Set down the records below in full, exactly as they read.

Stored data
_ _ _ _ _ _ _

PR #333, opened 2025-08-08
Ability to configure Collector's Service, Headless Service and Monitoring Service

sky333999:
### Description:

* Introduces new Collector CRD config options for configuring & managing the ClusterIP Service, Headless Service & Monitoring Service.
* For each of the Services, config to Enable/Disable the service and override the Name of the service.
* To maintain backwards compatibility, I considered the following two options and decided to go with the second.
  * Call the flag Disabled instead of Enabled such that it initializes to false when not set and the behavior stays the same.
  * Make the flags pointers instead of bools such that we can know whether the flag was explicitly provided i.e. nil implies retain old behavior.

### Description:
* Unit Testing: Added new unit tests
* Local Testing: Built image with changes, validated on dev cluster with helm chart to test creation & disabling of services.

Default installation:
image

Updated CR to disable ClusterIP service only:
image

Updated CR to disable all 3 services for cloudwatch-agent:
image

### DIFF
--- a/internal/manifests/collector/collector.go
+++ b/internal/manifests/collector/collector.go
@@ -52,7 +52,6 @@ func Build(params manifests.Params) ([]client.Object, error) {
 			if params.OtelCol.Spec.Service.IsEnabled() {
 				manifestFactories = append(manifestFactories, manifests.Factory(ServiceMonitor))
 			}
-			manifestFactories = append(manifestFactories, manifests.Factory(ServiceMonitor))
 		}
 	}
 	for _, factory := range manifestFactories {


config/rbac/role.yaml
```diff
@@ -72,6 +72,9 @@ rules:
   - cloudwatch.aws.amazon.com
   resources:
   - amazoncloudwatchagents
+  - dcgmexporters
+  - instrumentations
```
movence, line 76: are these updates expected?

internal/manifests/collector/collector.go
```diff
@@ -34,15 +34,24 @@ func Build(params manifests.Params) ([]client.Object, error) {
...
+		manifestFactories = append(manifestFactories, manifests.Factory(MonitoringService))
+	}
 	if params.OtelCol.Spec.Observability.Metrics.EnableMetrics && featuregate.PrometheusOperatorIsAvailable.IsEnabled() {
 		if params.OtelCol.Spec.Mode == v1alpha1.ModeSidecar {
 			manifestFactories = append(manifestFactories, manifests.Factory(PodMonitor))
 		} else {
+			if params.OtelCol.Spec.Service.IsEnabled() {
+				manifestFactories = append(manifestFactories, manifests.Factory(ServiceMonitor))
+			}
 			manifestFactories = append(manifestFactories, manifests.Factory(ServiceMonitor))
```
movence, line 55: should remove this?

movence (approved):

PR #339, opened 2025-09-15
Remove B3 propagator from default instrumentation

majanjua-amzn:
### Changes
B3 propagator is both no longer needed and a blocker as it currently overrides trace state and baggage which are needed for the new adaptive sampling feature.

Updated sleep time in integ test to ensure destroyed resources have had time to properly terminate. See the following run as an example of the test fetching the wrong pod: https://github.com/aws/amazon-cloudwatch-agent-operator/actions/runs/17743921110/job/50426338932#step:11:248

This filter is not working effectively: https://github.com/aws/amazon-cloudwatch-agent-operator/blob/main/integration-tests/manifests/cmd/validate_instrumentation_vars.go#L65

### Testing
Tested removal of B3 in Java-based sample environments by passing OTEL_PROPAGATORS environment variable with `tracecontext,baggage,xray` (in no specific order), ensuring no impact if B3 is removed

### DIFF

_ _ _ _ _ _ _

[Written answer]
PR #333, opened 2025-08-08
Ability to configure Collector's Service, Headless Service and Monitoring Service

sky333999:
### Description:

* Introduces new Collector CRD config options for configuring & managing the ClusterIP Service, Headless Service & Monitoring Service.
* For each of the Services, config to Enable/Disable the service and override the Name of the service.
* To maintain backwards compatibility, I considered the following two options and decided to go with the second.
  * Call the flag Disabled instead of Enabled such that it initializes to false when not set and the behavior stays the same.
  * Make the flags pointers instead of bools such that we can know whether the flag was explicitly provided i.e. nil implies retain old behavior.

### Description:
* Unit Testing: Added new unit tests
* Local Testing: Built image with changes, validated on dev cluster with helm chart to test creation & disabling of services.

Default installation:
image

Updated CR to disable ClusterIP service only:
image

Updated CR to disable all 3 services for cloudwatch-agent:
image

### DIFF
--- a/internal/manifests/collector/collector.go
+++ b/internal/manifests/collector/collector.go
@@ -52,7 +52,6 @@ func Build(params manifests.Params) ([]client.Object, error) {
 			if params.OtelCol.Spec.Service.IsEnabled() {
 				manifestFactories = append(manifestFactories, manifests.Factory(ServiceMonitor))
 			}
-			manifestFactories = append(manifestFactories, manifests.Factory(ServiceMonitor))
 		}
 	}
 	for _, factory := range manifestFactories {


config/rbac/role.yaml
```diff
@@ -72,6 +72,9 @@ rules:
   - cloudwatch.aws.amazon.com
   resources:
   - amazoncloudwatchagents
+  - dcgmexporters
+  - instrumentations
```
movence, line 76: are these updates expected?

internal/manifests/collector/collector.go
```diff
@@ -34,15 +34,24 @@ func Build(params manifests.Params) ([]client.Object, error) {
...
+		manifestFactories = append(manifestFactories, manifests.Factory(MonitoringService))
+	}
 	if params.OtelCol.Spec.Observability.Metrics.EnableMetrics && featuregate.PrometheusOperatorIsAvailable.IsEnabled() {
 		if params.OtelCol.Spec.Mode == v1alpha1.ModeSidecar {
 			manifestFactories = append(manifestFactories, manifests.Factory(PodMonitor))
 		} else {
+			if params.OtelCol.Spec.Service.IsEnabled() {
+				manifestFactories = append(manifestFactories, manifests.Factory(ServiceMonitor))
+			}
 			manifestFactories = append(manifestFactories, manifests.Factory(ServiceMonitor))
```
movence, line 55: should remove this?

movence (approved):

PR #339, opened 2025-09-15
Remove B3 propagator from default instrumentation

majanjua-amzn:
### Changes
B3 propagator is both no longer needed and a blocker as it currently overrides trace state and baggage which are needed for the new adaptive sampling feature.

Updated sleep time in integ test to ensure destroyed resources have had time to properly terminate. See the following run as an example of the test fetching the wrong pod: https://github.com/aws/amazon-cloudwatch-agent-operator/actions/runs/17743921110/job/50426338932#step:11:248

This filter is not working effectively: https://github.com/aws/amazon-cloudwatch-agent-operator/blob/main/integration-tests/manifests/cmd/validate_instrumentation_vars.go#L65

### Testing
Tested removal of B3 in Java-based sample environments by passing OTEL_PROPAGATORS environment variable with `tracecontext,baggage,xray` (in no specific order), ensuring no impact if B3 is removed

### DIFF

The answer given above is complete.